My Fourth & Final Apprenticeship Chair
I’m trying to be super chill about it.
Mid September will be the one-year mark of my apprenticing at Lost Art Press. That means I need to start hauling ass on building my fourth and final chair, per the apprenticeship agreement.
I’ve been sketching my little heart out, trying to pretend I know how to design a chair.
My idea started before I even worked here with a sketch of a three-legged cat chair I kept drawing on everything. This was about six years ago and when my dad saw it he told me he could help me build it. It seemed impossible back then but now I can almost smell the chair…. When the apprenticeship was first being explained to me, it didn’t take me long to circle back to this three-legged cat chair, aka the “Bean Chair,” for my firstborn. The last chair I build has to be my own design and, luckily, Past Katherine already did that step for Present Katherine (high-five, twin!).
After building a few chairs I’ve decided to tweak the original design – partly for aesthetics and partly for stability. My original sketch mimicked a seven-stick comb back but now I think I want the comb to sit lower on the chair. I’m also rethinking the arm – do I want a full arm with a shoe on it, or do I want it to be more like a Gibson chair, with two disconnected arms? How should the hands look? How long will the comb be? How many damn sticks am I gonna have to shape?
I ran with a lowback idea for a little while.
And then a design more like the Irish chair I painted a hare on.

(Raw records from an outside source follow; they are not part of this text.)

PR #1484, opened 2018-06-05
Fix form control overflow on modal dialogs

### LINKED ISSUE #1479: pop up  form does not resolve well at larger screen size
I thought something had changed, then I realised I had my font  a point larger than the default.
Maybe it can be improved.

someting changed

jseager7:
(Fixes #1479)

The rule for setting form control width to 100% was being overridden in the main stylesheet by the following selector:

https://github.com/pombase/canto/blob/0f046bc6fd463891fcfba615569e52b0f207bea1/root/static/css/style.css#L1385-L1388

I've changed it so that automatic width is only set on the selector for `.help-block`.

@kimrutherford for your information, the selectors apply to the following pages:

```
.help-block
root/static/ng_templates/allele_edit.html
root/static/ng_templates/annotation_edit.html
root/static/ng_templates/annotation_evidence.html
root/static/ng_templates/extension_relation_edit.html

.form-control
root/static/ng_templates/allele_edit.html
root/static/ng_templates/annotation_edit.html
root/static/ng_templates/annotation_evidence.html
root/static/ng_templates/feature_chooser.html
root/static/ng_templates/genotype_background_edit.html
root/static/ng_templates/term_name_complete.html
```

### DIFF
--- a/root/static/css/style.css
+++ b/root/static/css/style.css
@@ -1382,8 +1382,11 @@ a.curs-editable-table-field img, a.curs-editable-table-long-field img
   filter: alpha(opacity=50);
 }
 
-.form-control, .help-block {
+help-block {
   width: auto;
+}
+
+.form-control, .help-block {
   display: inline;
 }
 
--- a/root/static/css/style.css
+++ b/root/static/css/style.css
@@ -1399,6 +1399,11 @@ help-block {
   max-width: 600px;
 }
 
+.curs-feature-chooser select,
+.curs-evidence-directive select {
+  width: auto;
+}
+
 table tr td.curs-table-row-remove {
   border-style: none;
 }


kimrutherford:
The look of the dialog changes even when the zoom is normal so I'll let @ValWood comment before merging the change.

This is the original:

annotation-dialog-old-1

This is how it looks after the fix:

annotation-dialog-new-1

ValWood:
I prefer the "gene" and "evidence" pull down to be narrower. It is then more obviously a pull down.

Can we get rid of the grey box around the gene menu label?

kimrutherford:
> Can we get rid of the grey box around the gene menu label?

I think that was only because I had just clicked on it.  It was just temporary.

jseager7:
The width of the form fields expands to fill the popup because their `width` is all set to 100% in the stylesheet. If you want them to be a narrower size, I could amend the pull request and set `max-width` to 100% instead. That _might_ keep them at their default sizes but still stop them overflowing the popup at narrower screen sizes.

jseager7:
Nevermind, `max-width` didn't work. But having another look at the code, I think the overflowing problem is fundamentally related to the fact that most, if not all, of the `input` elements have their `size` attribute set (the `textarea` elements also have the `cols` attribute set), which means they won't respect the scaling of the popup.

The only way (that I can currently think of) to solve this problem, if we want the form controls to have minimum width _and_ not overflow the edge of the popup, is to add set a `min-width` CSS class on each of the form controls that should be narrower, and set the `width` to 100% for the other form controls.

jseager7:
I've added some more styling rules to allow the feature field and the evidence field to be narrower. The overriding is a bit messy, but at least it applies:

I also experimented with the height.
I want to have fun with this chair but I don’t want the chair to be funny. I’m not gonna go balls to the walls and make the hands look like paws or put a voice box in the seat so that it meows every time you sit in it (but I might give the chair a butthole… sue me). The chair still needs some sophistication to it so it doesn’t look like a total joke of a chair in 80 years.
Then comes the dilemma with a three-legged chair: wobbles. And to fix the wobble problem I have to have a particular seat shape. Stable three-legged chairs always have a triangular seat so that weight can be distributed evenly. This is not what I had in mind for this chair, but I’m committed to three legs so triangle-ish it is. Switching gears with the seat shape means I have to tweak the arms, too. I still need to decide how much of a bend I want them to have and how far out I should put them compared to the seat.
My biggest worry besides wobbliness is the seat being too shallow or narrow, but there’s plenty of scrap for me to make full-size prototypes and force everyone I know to sit in them.
I’ve been shaking in my boots about this fourth chair. Designing my own piece of furniture is the most daunting thing I’ve done to date. I find myself turning to Kale a lot, asking how they even began this process. In doing so they’ve gotten pretty good at telling me to calm the f*ck down in a polite way.
I’ve come to the conclusion that I just have to start the damn thing and fail until I succeed. There’s one thing that really keeping me going, though: the promise of getting matching tattoos of the Bean Chair sketch with my dad. It only took a decade to convince him it’s cool to get tattoos at any age. And yes, he seems a little nervous and is probably kicking himself about making this promise.
–Katherine







This is the most interesting and inspiring substack post I’ve ever read. I look forward to reading more posts as the chair manifests itself into reality.
I love where you're going with the design. It'll be interesting to hear how they sit once you start making prototypes.